Stored data
-- Opening Marker --

PR #389, opened 2018-02-01
updated clipper_admin.py for config files

nduggirala:


clipper_admin/clipper_admin/clipper_admin.py
```diff
@@ -91,11 +93,26 @@ def start_clipper(
...
         cache_size : int, optional
             The size of Clipper's prediction cache in bytes. Default cache size is 32 MiB.
-
+        config_file: str(optional)
+            File for the configuration of the application or model
         Raises
         ------
         :py:exc:`clipper.ClipperException`
         """
+        if(config_file is not None):
```
Corey-Zumar: This logic should occur after clipper has been started successfully. Move it to a separate method called `parse_configuration` and invoke the method after the try/catch block below.

Corey-Zumar: Nit: `None` evaluates to `False`. This can be `if config_file`

clipper_admin/clipper_admin/clipper_admin.py
```diff
@@ -91,11 +93,26 @@ def start_clipper(
...
+           with open(config_file, "r") as stream:
+                config = yaml.load(stream)
+                for key in config:
+                    name = config[key]["name"]
+                    version = config[key]["version"]
+                    input_type = config[key]["input_type"]
+                    obj_type = config[key]["obj_type"]
+                    config_image = config[key]["image"]
```
Corey-Zumar: Applications will not need a configuration image, so we should only check for this key if we're parsing a **model** configuration.

clipper_admin/clipper_admin/clipper_admin.py
```diff
@@ -91,11 +93,26 @@ def start_clipper(
...
+                    slo = config[key]["slo"]
```
Corey-Zumar: Models will not need an associated SLO, so we should only check for this key if we're parsing an **application** configuration

clipper_admin/clipper_admin/clipper_admin.py
```diff
@@ -91,11 +93,26 @@ def start_clipper(
...
+                    if(obj_type == "application"):
+                        self.register_application(name, input_type, "DEFAULT", slo)
```
Corey-Zumar: On second thought, let's force the user to specify a "default_value" parameter in the **application** configuration (this is not needed for models) because the "default_value" python parameter does not have a default value.

Corey-Zumar (changes requested):
This is a good start. Please address these comments. Can you also commit an example configuration file for reference purposes? We'll remove the example file before merging the PR.

dcrankshaw:
jenkins ok to test

dcrankshaw:
@Corey-Zumar Let's include an example configuration file as a reference. It's always easier to copy and modify an existing template than writing your own from scratch, especially for new users.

-- Closing Marker --

Problem description>
Retype each line above exactly as written.

Answer to this exercise>
PR #389, opened 2018-02-01
updated clipper_admin.py for config files

nduggirala:


clipper_admin/clipper_admin/clipper_admin.py
```diff
@@ -91,11 +93,26 @@ def start_clipper(
...
         cache_size : int, optional
             The size of Clipper's prediction cache in bytes. Default cache size is 32 MiB.
-
+        config_file: str(optional)
+            File for the configuration of the application or model
         Raises
         ------
         :py:exc:`clipper.ClipperException`
         """
+        if(config_file is not None):
```
Corey-Zumar: This logic should occur after clipper has been started successfully. Move it to a separate method called `parse_configuration` and invoke the method after the try/catch block below.

Corey-Zumar: Nit: `None` evaluates to `False`. This can be `if config_file`

clipper_admin/clipper_admin/clipper_admin.py
```diff
@@ -91,11 +93,26 @@ def start_clipper(
...
+           with open(config_file, "r") as stream:
+                config = yaml.load(stream)
+                for key in config:
+                    name = config[key]["name"]
+                    version = config[key]["version"]
+                    input_type = config[key]["input_type"]
+                    obj_type = config[key]["obj_type"]
+                    config_image = config[key]["image"]
```
Corey-Zumar: Applications will not need a configuration image, so we should only check for this key if we're parsing a **model** configuration.

clipper_admin/clipper_admin/clipper_admin.py
```diff
@@ -91,11 +93,26 @@ def start_clipper(
...
+                    slo = config[key]["slo"]
```
Corey-Zumar: Models will not need an associated SLO, so we should only check for this key if we're parsing an **application** configuration

clipper_admin/clipper_admin/clipper_admin.py
```diff
@@ -91,11 +93,26 @@ def start_clipper(
...
+                    if(obj_type == "application"):
+                        self.register_application(name, input_type, "DEFAULT", slo)
```
Corey-Zumar: On second thought, let's force the user to specify a "default_value" parameter in the **application** configuration (this is not needed for models) because the "default_value" python parameter does not have a default value.

Corey-Zumar (changes requested):
This is a good start. Please address these comments. Can you also commit an example configuration file for reference purposes? We'll remove the example file before merging the PR.

dcrankshaw:
jenkins ok to test

dcrankshaw:
@Corey-Zumar Let's include an example configuration file as a reference. It's always easier to copy and modify an existing template than writing your own from scratch, especially for new users.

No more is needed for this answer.